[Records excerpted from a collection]
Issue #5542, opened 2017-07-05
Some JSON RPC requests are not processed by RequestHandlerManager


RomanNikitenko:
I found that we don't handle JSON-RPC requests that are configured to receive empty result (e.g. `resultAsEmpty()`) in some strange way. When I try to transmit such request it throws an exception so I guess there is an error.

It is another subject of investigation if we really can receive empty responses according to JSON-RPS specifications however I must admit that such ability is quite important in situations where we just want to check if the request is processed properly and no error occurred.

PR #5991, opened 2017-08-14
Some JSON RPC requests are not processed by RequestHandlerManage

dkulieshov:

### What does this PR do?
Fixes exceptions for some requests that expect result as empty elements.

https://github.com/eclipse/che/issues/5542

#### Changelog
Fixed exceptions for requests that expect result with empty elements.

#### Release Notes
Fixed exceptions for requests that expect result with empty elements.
--
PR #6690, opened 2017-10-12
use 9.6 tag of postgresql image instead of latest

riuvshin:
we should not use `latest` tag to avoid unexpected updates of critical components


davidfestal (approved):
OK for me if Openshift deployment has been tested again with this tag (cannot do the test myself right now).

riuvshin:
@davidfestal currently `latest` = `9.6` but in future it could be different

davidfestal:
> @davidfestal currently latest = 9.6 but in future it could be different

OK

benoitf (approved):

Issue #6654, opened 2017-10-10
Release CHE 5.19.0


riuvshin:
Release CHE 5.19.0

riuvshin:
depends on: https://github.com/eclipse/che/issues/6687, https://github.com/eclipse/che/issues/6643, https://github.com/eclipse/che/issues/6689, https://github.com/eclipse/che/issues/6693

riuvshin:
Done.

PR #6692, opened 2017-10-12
* * *
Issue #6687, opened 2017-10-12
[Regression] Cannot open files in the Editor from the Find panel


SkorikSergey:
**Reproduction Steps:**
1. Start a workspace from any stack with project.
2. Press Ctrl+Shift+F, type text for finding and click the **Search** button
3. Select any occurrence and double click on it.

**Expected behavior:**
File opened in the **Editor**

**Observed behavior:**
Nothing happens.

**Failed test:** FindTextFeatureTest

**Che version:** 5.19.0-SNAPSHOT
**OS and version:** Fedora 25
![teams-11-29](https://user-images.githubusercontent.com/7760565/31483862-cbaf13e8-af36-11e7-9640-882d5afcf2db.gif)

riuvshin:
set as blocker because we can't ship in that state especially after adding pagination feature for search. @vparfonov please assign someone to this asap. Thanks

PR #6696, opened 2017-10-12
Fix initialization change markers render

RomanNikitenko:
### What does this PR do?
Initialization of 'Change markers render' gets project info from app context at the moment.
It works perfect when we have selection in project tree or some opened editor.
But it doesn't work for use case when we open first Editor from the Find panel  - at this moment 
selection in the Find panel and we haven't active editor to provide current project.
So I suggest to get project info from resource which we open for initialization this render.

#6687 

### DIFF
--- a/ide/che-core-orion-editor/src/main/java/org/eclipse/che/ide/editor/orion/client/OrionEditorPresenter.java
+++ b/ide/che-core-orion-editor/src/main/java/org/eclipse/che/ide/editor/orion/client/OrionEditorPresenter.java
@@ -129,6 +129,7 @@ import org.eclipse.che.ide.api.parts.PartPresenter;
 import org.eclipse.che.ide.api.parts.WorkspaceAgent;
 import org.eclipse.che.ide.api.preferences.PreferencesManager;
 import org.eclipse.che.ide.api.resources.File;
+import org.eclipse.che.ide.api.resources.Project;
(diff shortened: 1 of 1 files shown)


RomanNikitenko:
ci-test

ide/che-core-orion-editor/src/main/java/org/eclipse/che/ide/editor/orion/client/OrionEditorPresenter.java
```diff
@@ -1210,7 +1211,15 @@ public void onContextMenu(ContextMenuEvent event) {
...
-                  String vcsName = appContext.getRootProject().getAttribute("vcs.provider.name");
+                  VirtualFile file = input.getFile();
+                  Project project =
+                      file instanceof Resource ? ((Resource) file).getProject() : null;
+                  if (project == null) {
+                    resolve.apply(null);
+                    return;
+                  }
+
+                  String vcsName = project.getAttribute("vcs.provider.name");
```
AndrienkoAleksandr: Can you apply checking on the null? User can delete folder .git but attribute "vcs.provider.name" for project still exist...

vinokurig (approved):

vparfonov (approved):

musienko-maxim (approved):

* Your objective *
Take the stretch of lines above from the one containing "Issue #5542, opened 2017-07-05" through the one containing "https://github.com/eclipse/che/issues/5542" and repeat it exactly, adding no other line.

* Answer section *
Issue #5542, opened 2017-07-05
Some JSON RPC requests are not processed by RequestHandlerManager


RomanNikitenko:
I found that we don't handle JSON-RPC requests that are configured to receive empty result (e.g. `resultAsEmpty()`) in some strange way. When I try to transmit such request it throws an exception so I guess there is an error.

It is another subject of investigation if we really can receive empty responses according to JSON-RPS specifications however I must admit that such ability is quite important in situations where we just want to check if the request is processed properly and no error occurred.

PR #5991, opened 2017-08-14
Some JSON RPC requests are not processed by RequestHandlerManage

dkulieshov:

### What does this PR do?
Fixes exceptions for some requests that expect result as empty elements.

https://github.com/eclipse/che/issues/5542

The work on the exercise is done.